One is currently hatching. The others were pretty sure aren't going to. No internal pips no movement at all. Can 1 chick be on its own in a brooder?


----------



## kccjer (Jan 27, 2012)

Guess it'll have to be won't it? Give the others at least another day or 2 and see what happens.


----------



## oakshirefarms (Jul 5, 2013)

I would try if at all possible to find the little one some friends. I know this is the time of year when chicks are pretty accessible from TSC or feed stores, or maybe some friends have some available to you? I think all things do better when they are not alone. But if you can't find any other chicks, do you have a hen who might take care of it? It's a tough spot but I am sure you will work it out. Adaptability is definitely a skill we all have learned choosing to keep our flocks and herds!


----------



## NyGoatMom (Jan 26, 2013)

If you can't get more chicks....give it a small stuffed animal and a feather duster hung so that it can go under it. But do try to get more chicks!


----------



## norcalgoats (Feb 22, 2014)

It's not all the way hatched yet, but 1 other is still alive! I really hope it makes it. Our only other poultry here are turkeys, but the feed store does have chick's in so we will be getting at least 1 more if both of these make it. The second one isn't chirping yet, but it moves. We took out the other 3 today. Upon examination they looked a little weird? Like not quite all the way develped. And 1 smelled so bad we didn't even goal beyond poking a hole.

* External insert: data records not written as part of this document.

PR #1787, opened 2023-05-23
CBL-4544: Add Github Action workflow to run tests with SG

callumbirks:
Testing this using this PR. This relies on the change in CBL-4545 PR, so that change is also included here.


callumbirks:
I just thought. We probably don't want this to run on lithium, or any PRs targeting it. No idea how to do that.

.github/workflows/replication.yml
```diff
@@ -0,0 +1,93 @@
...
+      run: |
+        pushd LiteCore/tests
+        ./CppTests -r quiet "[.SyncServer30]"
+        popd
+
+    - name: Stop Docker containers
+      if: always()
+      run: |
+        pushd Replicator/tests/data/docker
+        docker-compose down
```
pasin, line 90: docker compose down

pasin (approved):
The workflow will be run only on the branch that has the workflow yaml file so with only this change, only PR or commit to the master branch will trigger the work flow.

Have one comment about docket-compose down. The rest looks good to me.

callumbirks:
> The workflow will be run only on the branch that has the workflow yaml file so with only this change, only PR or commit to the master branch will trigger the work flow.
> 
> Have one comment about docker-compose down. The rest looks good to me.

Of course yeah, I don't know why I didn't think about that 🙂

borrrden (commented):
What is the story on the validation failure?

pasin:
The failure is a flaky test, but it's not related to this PR.

borrrden (approved):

Fingers crossed both of these make it!


----------



## norcalgoats (Feb 22, 2014)

Exhausted baby peeper


----------



## wambo3419 (Sep 26, 2013)

Yay!!! Congrats on your baby chick!! It's so exciting after waiting forever and constantly feeling like everything's off. That happened to us once a hen hatched one chick and then my sister was supposed to get him one friend and she came back with 13!


----------



## ksalvagno (Oct 6, 2009)

Congrats!


----------



## oakshirefarms (Jul 5, 2013)

Yes, congratulations!

One time we even used one of those little easter chicks that you set in your hand and it chirps until we could get more chicks. :lol:


----------



## norcalgoats (Feb 22, 2014)

Thanks everyone! So still at just 1. The other one we thought might make it didn't. We opened it and it was completely upside down with feet in the air sac. but we should have turkeys hatching soon (hopefully) so we'll see


----------